* **TASK REQUIREMENTS**
Would you print every entry exactly as it appears?

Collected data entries
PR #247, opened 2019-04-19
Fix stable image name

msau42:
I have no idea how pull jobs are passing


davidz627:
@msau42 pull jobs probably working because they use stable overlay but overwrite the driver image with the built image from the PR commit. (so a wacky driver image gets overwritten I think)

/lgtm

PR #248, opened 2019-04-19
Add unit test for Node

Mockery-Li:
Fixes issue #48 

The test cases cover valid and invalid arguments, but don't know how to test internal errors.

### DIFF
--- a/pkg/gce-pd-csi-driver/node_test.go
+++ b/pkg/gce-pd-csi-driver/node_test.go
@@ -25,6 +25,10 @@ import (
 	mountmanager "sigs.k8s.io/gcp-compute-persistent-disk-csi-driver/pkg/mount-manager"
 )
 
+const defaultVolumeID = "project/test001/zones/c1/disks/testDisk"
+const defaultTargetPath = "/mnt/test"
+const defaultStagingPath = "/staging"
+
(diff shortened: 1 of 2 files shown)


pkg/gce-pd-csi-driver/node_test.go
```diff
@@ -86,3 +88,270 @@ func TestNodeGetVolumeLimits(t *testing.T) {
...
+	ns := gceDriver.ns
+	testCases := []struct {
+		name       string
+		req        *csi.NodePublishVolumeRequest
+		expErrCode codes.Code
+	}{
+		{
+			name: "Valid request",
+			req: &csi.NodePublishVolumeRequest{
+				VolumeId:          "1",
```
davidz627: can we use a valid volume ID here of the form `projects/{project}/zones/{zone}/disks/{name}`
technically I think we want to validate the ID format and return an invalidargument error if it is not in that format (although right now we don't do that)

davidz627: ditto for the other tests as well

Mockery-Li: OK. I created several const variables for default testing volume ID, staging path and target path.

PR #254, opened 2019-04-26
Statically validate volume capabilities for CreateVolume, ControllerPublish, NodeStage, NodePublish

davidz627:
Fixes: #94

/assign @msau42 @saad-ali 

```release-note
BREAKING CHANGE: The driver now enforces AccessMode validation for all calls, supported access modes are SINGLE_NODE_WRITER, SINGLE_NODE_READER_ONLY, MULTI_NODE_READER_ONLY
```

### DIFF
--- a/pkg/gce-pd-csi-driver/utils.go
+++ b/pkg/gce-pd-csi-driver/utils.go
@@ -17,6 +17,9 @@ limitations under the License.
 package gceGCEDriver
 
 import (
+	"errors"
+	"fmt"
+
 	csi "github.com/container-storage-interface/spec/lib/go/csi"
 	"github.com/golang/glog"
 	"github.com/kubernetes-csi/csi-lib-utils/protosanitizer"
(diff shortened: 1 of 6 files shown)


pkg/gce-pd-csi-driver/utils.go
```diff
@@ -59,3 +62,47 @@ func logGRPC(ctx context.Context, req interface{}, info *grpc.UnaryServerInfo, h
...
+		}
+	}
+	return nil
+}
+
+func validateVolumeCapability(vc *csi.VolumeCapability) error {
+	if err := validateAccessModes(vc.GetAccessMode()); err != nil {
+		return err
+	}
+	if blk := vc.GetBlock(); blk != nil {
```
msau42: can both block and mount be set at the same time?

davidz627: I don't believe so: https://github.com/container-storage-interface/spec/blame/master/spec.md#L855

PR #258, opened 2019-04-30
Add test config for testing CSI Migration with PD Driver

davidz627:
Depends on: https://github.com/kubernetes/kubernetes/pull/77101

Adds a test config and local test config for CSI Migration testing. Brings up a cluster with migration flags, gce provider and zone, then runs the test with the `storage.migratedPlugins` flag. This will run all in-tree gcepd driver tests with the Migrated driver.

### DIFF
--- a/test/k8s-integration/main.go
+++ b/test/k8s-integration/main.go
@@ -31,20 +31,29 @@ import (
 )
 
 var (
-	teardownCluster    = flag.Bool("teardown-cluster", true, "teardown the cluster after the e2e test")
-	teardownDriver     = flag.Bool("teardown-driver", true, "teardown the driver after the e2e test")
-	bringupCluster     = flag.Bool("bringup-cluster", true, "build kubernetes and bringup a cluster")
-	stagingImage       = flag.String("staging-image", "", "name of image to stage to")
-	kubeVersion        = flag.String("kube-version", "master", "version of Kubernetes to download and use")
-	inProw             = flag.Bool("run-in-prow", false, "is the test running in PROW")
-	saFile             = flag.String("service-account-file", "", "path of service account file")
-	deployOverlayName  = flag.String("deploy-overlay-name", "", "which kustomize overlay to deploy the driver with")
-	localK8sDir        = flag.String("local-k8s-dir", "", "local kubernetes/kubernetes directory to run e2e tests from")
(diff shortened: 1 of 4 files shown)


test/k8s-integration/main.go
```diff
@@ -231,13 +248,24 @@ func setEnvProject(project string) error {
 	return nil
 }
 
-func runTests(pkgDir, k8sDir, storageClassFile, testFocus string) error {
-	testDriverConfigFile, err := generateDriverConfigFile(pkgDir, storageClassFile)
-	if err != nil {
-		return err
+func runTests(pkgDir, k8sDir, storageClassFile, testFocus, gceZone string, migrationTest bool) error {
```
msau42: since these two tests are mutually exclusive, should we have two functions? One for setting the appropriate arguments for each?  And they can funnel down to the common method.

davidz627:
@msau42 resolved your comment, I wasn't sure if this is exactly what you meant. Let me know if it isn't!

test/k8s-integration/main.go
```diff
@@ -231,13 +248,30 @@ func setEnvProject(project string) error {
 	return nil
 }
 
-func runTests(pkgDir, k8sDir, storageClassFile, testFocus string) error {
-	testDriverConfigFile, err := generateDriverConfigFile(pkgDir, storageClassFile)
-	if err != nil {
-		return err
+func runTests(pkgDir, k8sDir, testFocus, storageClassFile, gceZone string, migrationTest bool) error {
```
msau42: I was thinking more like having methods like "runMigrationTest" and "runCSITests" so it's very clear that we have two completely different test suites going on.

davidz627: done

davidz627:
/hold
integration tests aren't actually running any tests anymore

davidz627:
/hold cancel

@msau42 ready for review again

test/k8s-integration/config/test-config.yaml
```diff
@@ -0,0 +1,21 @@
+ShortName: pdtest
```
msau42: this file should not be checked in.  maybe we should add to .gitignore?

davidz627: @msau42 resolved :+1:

* **OUTPUT OF THE EXERCISE**
PR #247, opened 2019-04-19
Fix stable image name

msau42:
I have no idea how pull jobs are passing


davidz627:
@msau42 pull jobs probably working because they use stable overlay but overwrite the driver image with the built image from the PR commit. (so a wacky driver image gets overwritten I think)

/lgtm

PR #248, opened 2019-04-19
Add unit test for Node

Mockery-Li:
Fixes issue #48 

The test cases cover valid and invalid arguments, but don't know how to test internal errors.

### DIFF
--- a/pkg/gce-pd-csi-driver/node_test.go
+++ b/pkg/gce-pd-csi-driver/node_test.go
@@ -25,6 +25,10 @@ import (
 	mountmanager "sigs.k8s.io/gcp-compute-persistent-disk-csi-driver/pkg/mount-manager"
 )
 
+const defaultVolumeID = "project/test001/zones/c1/disks/testDisk"
+const defaultTargetPath = "/mnt/test"
+const defaultStagingPath = "/staging"
+
(diff shortened: 1 of 2 files shown)


pkg/gce-pd-csi-driver/node_test.go
```diff
@@ -86,3 +88,270 @@ func TestNodeGetVolumeLimits(t *testing.T) {
...
+	ns := gceDriver.ns
+	testCases := []struct {
+		name       string
+		req        *csi.NodePublishVolumeRequest
+		expErrCode codes.Code
+	}{
+		{
+			name: "Valid request",
+			req: &csi.NodePublishVolumeRequest{
+				VolumeId:          "1",
```
davidz627: can we use a valid volume ID here of the form `projects/{project}/zones/{zone}/disks/{name}`
technically I think we want to validate the ID format and return an invalidargument error if it is not in that format (although right now we don't do that)

davidz627: ditto for the other tests as well

Mockery-Li: OK. I created several const variables for default testing volume ID, staging path and target path.

PR #254, opened 2019-04-26
Statically validate volume capabilities for CreateVolume, ControllerPublish, NodeStage, NodePublish

davidz627:
Fixes: #94

/assign @msau42 @saad-ali 

```release-note
BREAKING CHANGE: The driver now enforces AccessMode validation for all calls, supported access modes are SINGLE_NODE_WRITER, SINGLE_NODE_READER_ONLY, MULTI_NODE_READER_ONLY
```

### DIFF
--- a/pkg/gce-pd-csi-driver/utils.go
+++ b/pkg/gce-pd-csi-driver/utils.go
@@ -17,6 +17,9 @@ limitations under the License.
 package gceGCEDriver
 
 import (
+	"errors"
+	"fmt"
+
 	csi "github.com/container-storage-interface/spec/lib/go/csi"
 	"github.com/golang/glog"
 	"github.com/kubernetes-csi/csi-lib-utils/protosanitizer"
(diff shortened: 1 of 6 files shown)


pkg/gce-pd-csi-driver/utils.go
```diff
@@ -59,3 +62,47 @@ func logGRPC(ctx context.Context, req interface{}, info *grpc.UnaryServerInfo, h
...
+		}
+	}
+	return nil
+}
+
+func validateVolumeCapability(vc *csi.VolumeCapability) error {
+	if err := validateAccessModes(vc.GetAccessMode()); err != nil {
+		return err
+	}
+	if blk := vc.GetBlock(); blk != nil {
```
msau42: can both block and mount be set at the same time?

davidz627: I don't believe so: https://github.com/container-storage-interface/spec/blame/master/spec.md#L855

PR #258, opened 2019-04-30
Add test config for testing CSI Migration with PD Driver

davidz627:
Depends on: https://github.com/kubernetes/kubernetes/pull/77101

Adds a test config and local test config for CSI Migration testing. Brings up a cluster with migration flags, gce provider and zone, then runs the test with the `storage.migratedPlugins` flag. This will run all in-tree gcepd driver tests with the Migrated driver.

### DIFF
--- a/test/k8s-integration/main.go
+++ b/test/k8s-integration/main.go
@@ -31,20 +31,29 @@ import (
 )
 
 var (
-	teardownCluster    = flag.Bool("teardown-cluster", true, "teardown the cluster after the e2e test")
-	teardownDriver     = flag.Bool("teardown-driver", true, "teardown the driver after the e2e test")
-	bringupCluster     = flag.Bool("bringup-cluster", true, "build kubernetes and bringup a cluster")
-	stagingImage       = flag.String("staging-image", "", "name of image to stage to")
-	kubeVersion        = flag.String("kube-version", "master", "version of Kubernetes to download and use")
-	inProw             = flag.Bool("run-in-prow", false, "is the test running in PROW")
-	saFile             = flag.String("service-account-file", "", "path of service account file")
-	deployOverlayName  = flag.String("deploy-overlay-name", "", "which kustomize overlay to deploy the driver with")
-	localK8sDir        = flag.String("local-k8s-dir", "", "local kubernetes/kubernetes directory to run e2e tests from")
(diff shortened: 1 of 4 files shown)


test/k8s-integration/main.go
```diff
@@ -231,13 +248,24 @@ func setEnvProject(project string) error {
 	return nil
 }
 
-func runTests(pkgDir, k8sDir, storageClassFile, testFocus string) error {
-	testDriverConfigFile, err := generateDriverConfigFile(pkgDir, storageClassFile)
-	if err != nil {
-		return err
+func runTests(pkgDir, k8sDir, storageClassFile, testFocus, gceZone string, migrationTest bool) error {
```
msau42: since these two tests are mutually exclusive, should we have two functions? One for setting the appropriate arguments for each?  And they can funnel down to the common method.

davidz627:
@msau42 resolved your comment, I wasn't sure if this is exactly what you meant. Let me know if it isn't!

test/k8s-integration/main.go
```diff
@@ -231,13 +248,30 @@ func setEnvProject(project string) error {
 	return nil
 }
 
-func runTests(pkgDir, k8sDir, storageClassFile, testFocus string) error {
-	testDriverConfigFile, err := generateDriverConfigFile(pkgDir, storageClassFile)
-	if err != nil {
-		return err
+func runTests(pkgDir, k8sDir, testFocus, storageClassFile, gceZone string, migrationTest bool) error {
```
msau42: I was thinking more like having methods like "runMigrationTest" and "runCSITests" so it's very clear that we have two completely different test suites going on.

davidz627: done

davidz627:
/hold
integration tests aren't actually running any tests anymore

davidz627:
/hold cancel

@msau42 ready for review again

test/k8s-integration/config/test-config.yaml
```diff
@@ -0,0 +1,21 @@
+ShortName: pdtest
```
msau42: this file should not be checked in.  maybe we should add to .gitignore?

davidz627: @msau42 resolved :+1:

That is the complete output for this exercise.